PR #1444, opened 2016-07-22
Allow ISO 8601 strings as timestamps for select and insert

macintux:
Ready for review. Requires https://github.com/basho/riak-erlang-client/pull/303 and https://github.com/basho/riak_shell/pull/43 for testing

### DIFF
--- a/src/riak_kv_ts_util.erl
+++ b/src/riak_kv_ts_util.erl
@@ -153,7 +153,7 @@ timestamp_to_epoch(Str) ->
                    jam:compile(
                      jam_iso8601:parse(Str), ProcessOptions)
                   ), second),
-    jam:to_epoch(Datetime, 1000).
+    jam:to_epoch(Datetime, 3).
 
 %% Useful key extractors for functions (e.g., in get or delete code
 %% paths) which are agnostic to whether they are dealing with TS or
--- a/src/riak_kv_ts_util.erl
+++ b/src/riak_kv_ts_util.erl
@@ -146,11 +146,14 @@ timestamp_to_epoch(Str) ->
         [
          {default_timezone,
           riak_core_metadata:get({riak_core, timezone},
-                                 string, [{default, "+00"}])},
-         {target_accuracy, second}
+                                 string, [{default, "+00"}])}
         ],
-    {_, DT} = jam:normalize(jam:process(jam_iso8601:parse(Str), ProcessOptions)),
-    jam:to_epoch(DT, 1000).
+    Datetime = jam:expand(
+                 jam:normalize(
+                   jam:compile(
+                     jam_iso8601:parse(Str), ProcessOptions)
+                  ), second),
+    jam:to_epoch(Datetime, 1000).
 
 %% Useful key extractors for functions (e.g., in get or delete code
 %% paths) which are agnostic to whether they are dealing with TS or
--- a/src/riak_kv_ts_util.erl
+++ b/src/riak_kv_ts_util.erl
@@ -116,7 +116,7 @@ build_sql_record_int(insert, SQL, _Cover) ->
         false ->
             {error, <<"Must provide exactly one table name">>}
     end;
-build_sql_record(show_tables, _SQL, _Cover) ->
+build_sql_record_int(show_tables, _SQL, _Cover) ->
     {ok, #riak_sql_show_tables_v1{}}.
 
 convert_where_timestamps(_Mod, []) ->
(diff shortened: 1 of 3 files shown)


macintux:
eunit reveals much unhappiness with the AST walking, which doesn't surprise me: I only tested on simple cases. Again, WIP.

macintux:
Now ready for review, assuming the tests pass.

macintux:
Needs basho/jam#10 to address one dialyzer error. Other seems unrelated to my work, investigating.

src/riak_kv_ts_util.erl
```diff
@@ -97,15 +110,111 @@ build_sql_record(insert, SQL, _Cover) ->
...
+        true ->
+            %% jam returns atoms if processing gives an error
+            throw(Epoch);
+        false ->
+            Epoch
+    end.
+
+maybe_convert_to_epoch({'EXIT', _}, Value, _Op) ->
+    {binary, Value};
+maybe_convert_to_epoch(timestamp, Value, '>') ->
```
hmmr, line 158: What about '<'?

macintux, line 158: Strictly greater-than is the only scenario where we need to adjust the user input.

"< 2016" is easy: expand 2016 to 2016-01-01 00:00:00, convert to epoch, and we're done.

"> 2016" is harder: increment 2016 to 2017 and then expand.

src/riak_kv_ts_util.erl
```diff
@@ -97,15 +110,111 @@ build_sql_record(insert, SQL, _Cover) ->
...
+    CompleteFun = fun(DT) -> jam:expand(jam:increment(DT, 1), second) end,
+    {integer, do_epoch(Value, CompleteFun, 3)};
+maybe_convert_to_epoch(timestamp, Value, _Op) ->
+    CompleteFun = fun(DT) -> jam:expand(DT, second) end,
+    {integer, do_epoch(Value, CompleteFun, 3)};
+maybe_convert_to_epoch(_Type, Value, _Op) ->
+    {binary, Value}.
+
+%% I haven't investigated why the values are a nested list
+convert_insert_timestamps(Mod, Fields, [Values]) ->
```
hmmr: The third argument is a list of rows, each a list of values. As is, you are only taking a single row -- this will crash on statements inserting multiple rows (like "INSERT INTO t8 VALUES (1,7),(2,8),(3,9)").

macintux: Excellent, that explains why the values are a nested list and I was unwise to not have dug deeper. Good catch, thanks.

Do we have a test for multi-insert somewhere?

src/riak_kv_ts_util.erl
```diff
@@ -648,4 +756,77 @@ validate_rows_bad_2_test() ->
...
+        "a SINT64 NOT NULL, "
+        "b TIMESTAMP NOT NULL, "
+        "c SINT64 NOT NULL, "
+        "PRIMARY KEY((a, quantum(b, 15, 's')), a, b))"),
+    ?assertEqual(timestamp, Mod:get_field_type([<<"b">>])),
+    Lexed = riak_ql_lexer:get_tokens(BadQuery),
+    {ok, Q} = riak_ql_parser:parse(Lexed),
+    ?assertMatch({error, <<"Invalid date/time string">>},
+                 build_sql_record(select, Q, undefined)).
+
```
hmmr, line 874: A test for "INSERT" would be desirable, and it should be inserting multiple rows.

src/riak_kv_ts_util.erl
hmmr: There is tests/ts_simple_insert. Alternatively, you can use the quick and dirty HTTP client (https://gist.github.com/hmmr/94abdb4d648a44009e93).

src/riak_kv_ts_util.erl
```diff
@@ -97,15 +110,111 @@ build_sql_record(insert, SQL, _Cover) ->
...
+    {integer, do_epoch(Value, CompleteFun, 3)};
+maybe_convert_to_epoch(_Type, Value, _Op) ->
+    {binary, Value}.
+
+%% I haven't investigated why the values are a nested list
+convert_insert_timestamps(Mod, Fields, [Values]) ->
+    %% Inserted timestamps cannot be partial, so our function to
+    %% complete incomplete datetime values will throw an error
+    Types = lists:map(fun({identifier, [Column]}) ->
+                              catch Mod:get_field_type([Column])
```
hmmr: I believe you can omit the `catch` here because the parser will at this point have verified the fields are valid.

src/riak_kv_ts_util.erl
macintux, line 874: Added a good and a bad insert test after fixing multi-row inserts.

hmmr:
+1 57e05efc

macintux:
@borshop merge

> Exercise requirements: Write the data out again in full and exactly.

> Reply to the exercise:
PR #1444, opened 2016-07-22
Allow ISO 8601 strings as timestamps for select and insert

macintux:
Ready for review. Requires https://github.com/basho/riak-erlang-client/pull/303 and https://github.com/basho/riak_shell/pull/43 for testing

### DIFF
--- a/src/riak_kv_ts_util.erl
+++ b/src/riak_kv_ts_util.erl
@@ -153,7 +153,7 @@ timestamp_to_epoch(Str) ->
                    jam:compile(
                      jam_iso8601:parse(Str), ProcessOptions)
                   ), second),
-    jam:to_epoch(Datetime, 1000).
+    jam:to_epoch(Datetime, 3).
 
 %% Useful key extractors for functions (e.g., in get or delete code
 %% paths) which are agnostic to whether they are dealing with TS or
--- a/src/riak_kv_ts_util.erl
+++ b/src/riak_kv_ts_util.erl
@@ -146,11 +146,14 @@ timestamp_to_epoch(Str) ->
         [
          {default_timezone,
           riak_core_metadata:get({riak_core, timezone},
-                                 string, [{default, "+00"}])},
-         {target_accuracy, second}
+                                 string, [{default, "+00"}])}
         ],
-    {_, DT} = jam:normalize(jam:process(jam_iso8601:parse(Str), ProcessOptions)),
-    jam:to_epoch(DT, 1000).
+    Datetime = jam:expand(
+                 jam:normalize(
+                   jam:compile(
+                     jam_iso8601:parse(Str), ProcessOptions)
+                  ), second),
+    jam:to_epoch(Datetime, 1000).
 
 %% Useful key extractors for functions (e.g., in get or delete code
 %% paths) which are agnostic to whether they are dealing with TS or
--- a/src/riak_kv_ts_util.erl
+++ b/src/riak_kv_ts_util.erl
@@ -116,7 +116,7 @@ build_sql_record_int(insert, SQL, _Cover) ->
         false ->
             {error, <<"Must provide exactly one table name">>}
     end;
-build_sql_record(show_tables, _SQL, _Cover) ->
+build_sql_record_int(show_tables, _SQL, _Cover) ->
     {ok, #riak_sql_show_tables_v1{}}.
 
 convert_where_timestamps(_Mod, []) ->
(diff shortened: 1 of 3 files shown)


macintux:
eunit reveals much unhappiness with the AST walking, which doesn't surprise me: I only tested on simple cases. Again, WIP.

macintux:
Now ready for review, assuming the tests pass.

macintux:
Needs basho/jam#10 to address one dialyzer error. Other seems unrelated to my work, investigating.

src/riak_kv_ts_util.erl
```diff
@@ -97,15 +110,111 @@ build_sql_record(insert, SQL, _Cover) ->
...
+        true ->
+            %% jam returns atoms if processing gives an error
+            throw(Epoch);
+        false ->
+            Epoch
+    end.
+
+maybe_convert_to_epoch({'EXIT', _}, Value, _Op) ->
+    {binary, Value};
+maybe_convert_to_epoch(timestamp, Value, '>') ->
```
hmmr, line 158: What about '<'?

macintux, line 158: Strictly greater-than is the only scenario where we need to adjust the user input.

"< 2016" is easy: expand 2016 to 2016-01-01 00:00:00, convert to epoch, and we're done.

"> 2016" is harder: increment 2016 to 2017 and then expand.

src/riak_kv_ts_util.erl
```diff
@@ -97,15 +110,111 @@ build_sql_record(insert, SQL, _Cover) ->
...
+    CompleteFun = fun(DT) -> jam:expand(jam:increment(DT, 1), second) end,
+    {integer, do_epoch(Value, CompleteFun, 3)};
+maybe_convert_to_epoch(timestamp, Value, _Op) ->
+    CompleteFun = fun(DT) -> jam:expand(DT, second) end,
+    {integer, do_epoch(Value, CompleteFun, 3)};
+maybe_convert_to_epoch(_Type, Value, _Op) ->
+    {binary, Value}.
+
+%% I haven't investigated why the values are a nested list
+convert_insert_timestamps(Mod, Fields, [Values]) ->
```
hmmr: The third argument is a list of rows, each a list of values. As is, you are only taking a single row -- this will crash on statements inserting multiple rows (like "INSERT INTO t8 VALUES (1,7),(2,8),(3,9)").

macintux: Excellent, that explains why the values are a nested list and I was unwise to not have dug deeper. Good catch, thanks.

Do we have a test for multi-insert somewhere?

src/riak_kv_ts_util.erl
```diff
@@ -648,4 +756,77 @@ validate_rows_bad_2_test() ->
...
+        "a SINT64 NOT NULL, "
+        "b TIMESTAMP NOT NULL, "
+        "c SINT64 NOT NULL, "
+        "PRIMARY KEY((a, quantum(b, 15, 's')), a, b))"),
+    ?assertEqual(timestamp, Mod:get_field_type([<<"b">>])),
+    Lexed = riak_ql_lexer:get_tokens(BadQuery),
+    {ok, Q} = riak_ql_parser:parse(Lexed),
+    ?assertMatch({error, <<"Invalid date/time string">>},
+                 build_sql_record(select, Q, undefined)).
+
```
hmmr, line 874: A test for "INSERT" would be desirable, and it should be inserting multiple rows.

src/riak_kv_ts_util.erl
hmmr: There is tests/ts_simple_insert. Alternatively, you can use the quick and dirty HTTP client (https://gist.github.com/hmmr/94abdb4d648a44009e93).

src/riak_kv_ts_util.erl
```diff
@@ -97,15 +110,111 @@ build_sql_record(insert, SQL, _Cover) ->
...
+    {integer, do_epoch(Value, CompleteFun, 3)};
+maybe_convert_to_epoch(_Type, Value, _Op) ->
+    {binary, Value}.
+
+%% I haven't investigated why the values are a nested list
+convert_insert_timestamps(Mod, Fields, [Values]) ->
+    %% Inserted timestamps cannot be partial, so our function to
+    %% complete incomplete datetime values will throw an error
+    Types = lists:map(fun({identifier, [Column]}) ->
+                              catch Mod:get_field_type([Column])
```
hmmr: I believe you can omit the `catch` here because the parser will at this point have verified the fields are valid.

src/riak_kv_ts_util.erl
macintux, line 874: Added a good and a bad insert test after fixing multi-row inserts.

hmmr:
+1 57e05efc

macintux:
@borshop merge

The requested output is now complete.